GEVÖ - Gesellschaft für Vitalökonomie

GEVÖ Erfolgskonzepte

Vitale Pause®: Genial einfach – einfach genial!

Pausen im Betrieb, am Arbeitsplatz oder im Büro müssen nicht zwangsläufig nur fürs Mittagessen, Rauchen oder Twittern genutzt werden. Pausen, die tatsächlich der Regeneration und der Gesundheit dienen, sehen heutzutage anders aus.

 

Aber zuerst die Fakten:

Wir sitzen zwischen 10 – 12 Stunden täglich: Eine Dauerbelastung für Rücken und Nacken.

Mehr als 14% der Erwerbstätigen verbringen ihren Arbeitsalltag in einer Zwangshaltung: Einseitige Körperhaltungen und Bewegungsabläufe schaden den Gelenken.

Fast 24% der Arbeitsunfähigkeitstage (AU-Tage) gehen auf Beschwerden des Bewegungsapparates zurück: 40% der Männer und fast 58% der Frauen klagen über Rücken- und Nackenschmerzen.

Fast 23% der Erwerbstätigen bewegen häufig schwere Lasten: Heben, Schieben, Tragen und Über-Kopf-Arbeiten führen zu frühzeitigen Abnutzungen von Bandscheiben und Wirbelsäulenstrukturen.             
...und…

Jeder Mensch trifft täglich etwa 20.000 Entscheidungen: Eine hohe mentale Beanspruchung bei gleichzeitig erlebtem Zeitdruck wirkt verspannend.

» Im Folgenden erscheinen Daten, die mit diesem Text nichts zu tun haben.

PR #837, opened 2021-10-08
Resolves issue #724: Org-scoped Blazer queries

### LINKED ISSUE #724: Only display saved queries in blazer for the current organization
The blazer interface displays links to all saved queries for all organizations. Queries for organizations other than the one a user is signed in for can not be accessed and throw an error when clicked. We should only display saved queries for the current organization. One potential path would be to set row level security on the blazer tables likely scoped to the creator's organization.

mattwd7:
Resolves #724 

Introduces an app/overrides directory for overriding engine controllers (and models)
in the conventional Rails way with class_evals loaded on application start.
(read more at https://edgeguides.rubyonrails.org/engines.html#overriding-models-and-controllers).
Override is applied to the Blazer queries_controller method :set_queries, scoping returned
queries on :home and :index actions to only those belonging to the current_user's
organization.

This change depends upon Blazer version 2.4.7, which I've now locked in the Gemfile.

Der Anteil psychischer Erkrankungen aller Arbeitsunfähigkeitstage beträgt mindestens 10%: Treffen körperliche und psychische Belastungen zusammen, ist die „Schmerz-Toleranzgrenze“ herabgesetzt: Der Mensch leidet.  

 

Die Problematik, die sich daraus ergibt liegt auf der Hand: Die Krankheitstage nehmen sowohl körperlich als auch seelisch bedingt zu. Das allgemeine Wohlbefinden am Arbeitsplatz sinkt. Die Arbeitsleistung, die erbracht werden könnte, wird nicht mehr voll ausgeschöpft und der Erwerbstätige fühlt sich krank, unmotiviert, ausgebrannt.

Vitale Pause

 

Die Lösung – Die Vitale Pause®:

 

Erfolgreiche Unternehmen haben erkannt, dass sie in die Gesundheit ihrer Mitarbeiter investieren müssen. Häufig stehen dazu nur geringe Zeit- und Geld-Budgets zur Verfügung. Daher sind eher kleine, aber feine Maßnahmen gefragt, die trotzdem effektiv und motivierend sind.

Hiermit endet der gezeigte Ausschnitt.